A configfs /sys/kernel/config/crash_dm_crypt_keys is provided for user
space to make the dm crypt keys persist for the kdump kernel. Take the
case of dumping to a LUKS-encrypted target as an example, here is the
life cycle of the kdump copies of LUKS volume keys,

 1. After the 1st kernel loads the initramfs during boot, systemd uses
    an user-input passphrase to de-crypt the LUKS volume keys or simply
    TPM-sealed volume keys and then save the volume keys to specified
    keyring (using the --link-vk-to-keyring API) and the keys will expire
    within specified time.

 2. A user space tool (kdump initramfs loader like kdump-utils) create
    key items inside /sys/kernel/config/crash_dm_crypt_keys to inform
    the 1st kernel which keys are needed.

 3. When the kdump initramfs is loaded by the kexec_file_load
    syscall, the 1st kernel will iterate created key items, save the
    keys to kdump reserved memory.

 4. When the 1st kernel crashes and the kdump initramfs is booted, the
    kdump initramfs asks the kdump kernel to create a user key using the
    key stored in kdump reserved memory by writing yes to
    /sys/kernel/crash_dm_crypt_keys/restore. Then the LUKS encrypted
    device is unlocked with libcryptsetup's --volume-key-keyring API.

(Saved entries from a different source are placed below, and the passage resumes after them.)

PR #1124, opened 2017-03-21
Assign credit job

Sumukh:
This helps courses that: 
- Have checkpoint grading that doesn't involve running the autograder
- Award credit for submission 

image


server/jobs/checkpoint.py
```diff
@@ -0,0 +1,55 @@
...
+    current_user = jobs.get_current_job().user
+
+    assignment = Assignment.query.get(assign_id)
+    students = [e.user_id for e in assignment.course.get_students()]
+    submission_time = server_time_obj(deadline, assignment.course)
+
+    # Find all submissions (or backups) before the deadline
+    backups = Backup.query.filter(
+        Backup.assignment_id == assign_id,
+        or_(Backup.created <= deadline, Backup.custom_submission_time <= deadline)
```
knrafto: I think the backup class that has some magic property that computes the real submission time. Would that work here?

server/jobs/checkpoint.py
```diff
@@ -0,0 +1,55 @@
...
+    ).order_by(Backup.created.desc()).group_by(Backup.submitter_id)
+
+    if not include_backups:
+        backups = backups.filter(Backup.submit == True)
+
+    total_count, all_backups = backups.count(),  backups.all()
```
knrafto: Not sure if this issues two queries. You could do len(all_backups) instead

Sumukh:
Data 8 needs to do checkpoint grading - assigning credit to all submissions submitted before X. 

It's slightly different from autograding all backups and also matches behavior I've seen in other courses where they assign credit to all submissions (regardless of whats in the content)

server/jobs/checkpoint.py
Sumukh: I tried. The hybrid_property returned zero results :(

knrafto:
Slight wording nitpicks: Change "Due Date" to "Checkpoint Date" and I think the question mark in "include submissions too?" is confusing, since it's the opposite question asked by the checkbox.

Other than that, feel free to merge

Issue #1364, opened 2017-07-18
Choco new should output a .nuspec in UTF-8 without a byte order mark


jnm2:
I'm totally on board with this:

> Do not save your *.nuspec files with a Byte Order Mark (BOM). A BOM is neither required nor recommended for UTF-8, because it can lead to several issues.

https://chocolatey.org/docs/create-packages#character-encoding

But choco new is not. It's currently creating UTF-8-BOM nuspecs.

<sub>Moved from https://github.com/chocolatey/chocolatey.org/issues/527</sub>

ferventcoder:
This one is open for up for grabs.

Ben-Shirley:
I would like to have a go if I may?

Ben-Shirley:
anyone have time to show me where im going wrong?

bcurran3:
I found a bunch of my nuspec files with BOM. I later made https://chocolatey.org/packages/choco-nuspec-checker to fix them automatically... and then got a little ADHD with it. :)

PR #1409, opened 2017-09-29
(GH-1364) - update template service to generate UTF8 files without BOM.

Benny1007:
Updated TemplateService.cs to use UTF8Encoding with no BOM when creating the template files in relation to chocolatey#1364

Not sure why other files were updated, this is my first ever pull request.


TheCakeIsNaOH:
@Benny1007 Are you still interested in completing this?

Benny1007:
i can't even remember this, is it still required?

AdmiringWorm:
@Benny1007 IMO, it is still a valid contribution as files are even being generated with BOM.
It looks like the PR would need to be cleaned up, though, and at least the PowerShell files you have changed to not generate with BOM needs to have BOM (otherwise PowerShell will read them as ASCII).

However, PR #2064 perhaps could supersede this one as it is also up to date.

ferventcoder:
I think we could go for #2064 to supersede this - there were some files in here that did not appear to need to be adjusted that needed to be pulled out. It also doesn't appear that the CLA was signed (CLAHub the older one is showing as not signed, but it could have been at the time this was submitted). Thoughts?

TheCakeIsNaOH:
@gep13 This should be able to be closed as #2064 has been merged

gep13:
@TheCakeIsNaOH makes sense to me.  Thanks for pointing this out!

Issue #842, opened 2016-06-30
Parsing "-version" results in a warning message (instead of "--version")


pascalberger:
### What You Are Seeing?

I'm installing a Chocolatey package from a private feed, versioned accordingly to SemVer:

```
choco install mypackage -Version 1.16.0-unstable0017 -Source http://myFeed
```

While installing works fine, 'choco.exe' outputs this message:

```
Parsing -Version resulted in exception:
 Cannot bundle unregistered option '-e'.
```
### What is Expected?

'choco.exe' should not output a message since the version is a valid version according to SemVer.
### How Did You Get This To Happen? (Steps to Reproduce)
- Create a package with the above version number
- Install it

ferventcoder:
use `--version` instead of `-version`. It's complaining about the "e" because it thinks it is a bundled option.

ferventcoder:
"e" in the word v***e***rsion. Like `-dvyf` means `--debug --verbose --confirm --force`

pascalberger:
OK. Thanks @ferventcoder. Feel free to close this issue if this is by design and the expected behavior.

ferventcoder:
It's something we should keep open. It does present an issue, even if it is just a warning that it is providing.

KostyaSha:
> use --version instead of -version.

http://chocolatey.github.io/usage.html `-version` ?

KostyaSha:
so chef and puppet following docs either it was changed in non-backward compatible manner ?

gep13:
@KostyaSha that is a VERY old site, and I don't think it has been updated in a LONG time.  Best to use this:

https://chocolatey.org/docs/commands-install

Out of interest, how did you end up on that site?

KostyaSha:
@gep13 google :D

KostyaSha:
And why it old? It's your github.io page with documentation, it under your power.

gep13:
>@KostyaSha said...
And why it old? It's your github.io page with documentation, it under your power.

Oh it is, it is just that we moved away from using it.  I suspect we should probably get rid of it to avoid any further confusions :smile: @ferventcoder ?

ferventcoder:
@KostyaSha It's just a warning, not an exception. So not an incompatible change.

ferventcoder:
@KostyaSha I just updated the title to provide clarity and why it is low priority.

KostyaSha:
So, does chocolatey accept specified version or ends with warning print?

ferventcoder:
[...]

PR #1412, opened 2017-10-01
(GH-842) Detect wrong use of -version

initram:
Do not try to parse bundled options if the user most likely tried to use the --version option.

#842

### DIFF
--- a/src/chocolatey/infrastructure/commandline/Options.cs
+++ b/src/chocolatey/infrastructure/commandline/Options.cs
@@ -871,6 +871,8 @@ namespace chocolatey.infrastructure.commandline
             IDictionary<Option,string> normalOptions = new Dictionary<Option, string>();
 			if (f != "-")
 				return false;
+			if (n == "version")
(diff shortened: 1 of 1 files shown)


ferventcoder:
How about detecting "version" and handling it or ignoring it instead of throwing an error?

initram:
I was basing my work on the suggestion of the original case. Also it leads the user to the correct usage instead of allowing (an undocumented feature) or ignoring the users request. But I will gladly change it to whatever you prefer, I do not have much experience with choco. So I am unsure of how it has evolved (if using -version is an old style usage or something like that).

The error is caught by the way and presented to the user as a helpful message. If there is a better way of doing this, then please let me know.

ferventcoder:
> -version is an old style usage or something like that

That's exactly it.

initram:
So what are you suggesting that I change? 
Should I just close this pull request?

ferventcoder:
Suggesting maybe detect `-version` and delay looking it over.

 5. The system gets rebooted to the 1st kernel after dumping vmcore to
    the LUKS encrypted device is finished

Eventually the keys have to stay in the kdump reserved memory for the
kdump kernel to unlock encrypted volumes. During this process, some
measures like letting the keys expire within specified time are
desirable to reduce security risk.

This patch assumes,
1) there are 128 LUKS devices at maximum to be unlocked thus
   MAX_KEY_NUM=128.

2) a key description won't exceed 128 bytes thus KEY_DESC_MAX_LEN=128.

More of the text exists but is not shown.